Transportation ballot initiatives have been successful in several localities. From 2008 through 2011, ballots allocating funds to transit capital or operations had a 73 percent success rate.
That includes ballot measures in Charlotte, N.C.; Dallas; Phoenix; and St. Louis. Voters in those cities approved sales tax increases to fund various transit improvements. “People are more likely to invest in their own local economies than we might think,” says Rachel MacCleery, ULI vice president for infrastructure and one of the authors of the report.
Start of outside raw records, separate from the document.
PR #654, opened 2025-10-28
util: ensure that exact 32 character PIN works

numinit:
From the manpage of BIO_gets:

> BIO_gets() performs the BIOs "gets" operation and places the data in
> buf.  Usually this operation will attempt to read a line of data from
> the BIO of maximum length size - 1. [...]
>
> The returned string is always NUL-terminated and the '\n' is preserved
> if present in the input data.

It follows that we should pass the max pin length + 1 to BIO_gets, so the last byte isn't replaced by a NUL.

(This was reproducible in the tests, so update the tests).

#### Checklist

- [ ] Documentation updated

#### Reviewer's checklist:

### DIFF
--- a/src/util.c
+++ b/src/util.c
@@ -274,7 +274,7 @@ done:
 static int get_pin_file(P11PROV_CTX *ctx, const char *str, size_t len,
                         void **output)
 {
-    char pin[MAX_PIN_LENGTH + 1];
+    char pin[MAX_PIN_LENGTH + 1] = { 0 };
     char *pinfile;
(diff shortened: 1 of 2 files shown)


simo5:
Wow, nice find!
Although I wonder if we should have such a tight limit on PINs?
Right now there is a variable holing MAX_PIN_LENGHT but in truth the largest length is defined by the token's info ulMaxPinLen ... so it seems this 32 byte limitation is quite artificial and may unduly restrict access to some tokens ...

PR #657, opened 2025-11-07
Implement support for key exchange with montgomery curves (x25519/x448)

### LINKED ISSUE #482: Add support for EDCH with x25519 and x448 (CKK_EC_MONTGOMERY)
**Describe the feature**
Kryoptic implements CKK_EC_MONTGOMERY, so we should add support for Key Exchange with x25519 and x448 curves, as we can test it.

simo5:
#### Description

Add key management support for curve25519 and curve448 keys, and key exchange (x25519/x448) providers for CKK_EC_MONTGOMERY keys.

Tests are provided with the Kryoptic token

NOTE: Most PKCS#11 implementation only accept OID for Edwards and Montgomery curve parameters instead of curveName, and Kryoptic accepts either. So this PR also changes the default encoding for Edwards and Montgomery curves CKA_EC_PARAMS to be OID based. 

Fixes #482

#### Checklist

- [ ] Documentation updated

#### Reviewer's checklist:

### DIFF
--- a/src/tls.c
+++ b/src/tls.c
@@ -4,6 +4,21 @@
 #include "provider.h"
 #include <openssl/prov_ssl.h>
 
+/* Montgomery Curves */
+unsigned int x25519_group_id = 0x001d;
+unsigned int x25519_secbits = 128;
+int x25519_mintls = TLS1_2_VERSION;
+int x25519_maxtls = 0;
+int x25519_mindtls = DTLS1_2_VERSION;
+int x25519_maxdtls = 0;
+
+unsigned int x448_group_id = 0x001e;
+unsigned int x448_secbits = 224;
+int x448_mintls = TLS1_2_VERSION;
+int x448_maxtls = 0;
+int x448_mindtls = DTLS1_2_VERSION;
+int x448_maxdtls = 0;
+
 /* NIST EC */
 unsigned int p224_group_id = 0x0015;
 unsigned int p224_secbits = 112;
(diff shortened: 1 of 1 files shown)


out
Jakuje, line 1: should not be committed. Should we make sure its in gitignore?

src/provider.c
```diff
@@ -1216,6 +1219,9 @@ static CK_RV operations_init(P11PROV_CTX *ctx)
                              p11prov_ed448ph_signature_functions);
 #endif
                 break;
+            case CKM_EC_MONTGOMERY_KEY_PAIR_GEN:
+                ADD_ALGO(X25519, x25519, exchange, prop);
+                ADD_ALGO(X448, x448, exchange, prop);
```
Jakuje, line 1224: I think these should be enabled also for the following derive mechanisms:
```
            case CKM_ECDH1_DERIVE:
            case CKM_ECDH1_COFACTOR_DERIVE:
```

simo5: can't add more than once to the list

and they are only available if the token actually support montgomery curves, and if it does then CKM_ECDH1_DERIVE is ensured as well, as there is no point in doing montgomery curves if not for CKM_ECDH1_DERIVE.

out
simo5: I just need to make sure my autocommit scripts don't pick up random files :-D

Jakuje (approved):
good to go. No concerns noticed. Thank you for digging all the issues!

Communities have tapped into that sense of self-interest to push infrastructure improvements. “It comes down to leadership,” MacCleery says. “Places that want to invest in infrastructure, they often have strong leaders that are really making the case. Mayors, city council people, chamber of commerce, all are talking about the importance of infrastructure and investment in the future of communities.”
Case in point: Durham County, N.C. In June 2011, Durham County commissioners scheduled a referendum on a half-cent sales tax to help fund a regional transit system. The system would span the Research Triangle of Durham, Wake and Orange counties.
The ballot measure was supported by Durham officials, including Mayor Bill Bell, and received endorsements from several of the county’s major political action groups, including an unexpected endorsement from the Friends of Durham, a conservative group that traditionally has opposed tax increases. The result: the November 2011 referendum passed with 60 percent approval.
But Durham’s success also points to one of the challenges — coordinating across different jurisdictions — that communities often face in making infrastructure improvements. Officials in Wake and Orange counties, still negotiating over revenue and transit routes, have yet to schedule referendums to help fund the new system.
Other communities are focusing on different infrastructure improvements. To pay for upgrades to parks and open space, Oklahoma City officials bundled the projects into a series of ballot initiatives called the Metropolitan Area Projects (MAP). Voters approved the third measure, a one-cent sales tax increase, in December 2009. The MAP plans include a grand central park, new bicycling trails and other improvements.
Another solution for infrastructure improvements, MacCleery says, is simply to make new or existing infrastructure more efficient. In San Francisco, a technologically advanced parking system uses embedded roadway sensors to track available parking spaces and transmit that information wirelessly. Drivers can check for available spaces by smartphone or text message, then pay for parking by credit card or phone. “Municipalities increasingly will be looking at new ways of using both technology and pricing to operate and fund infrastructure,” MacCleery says.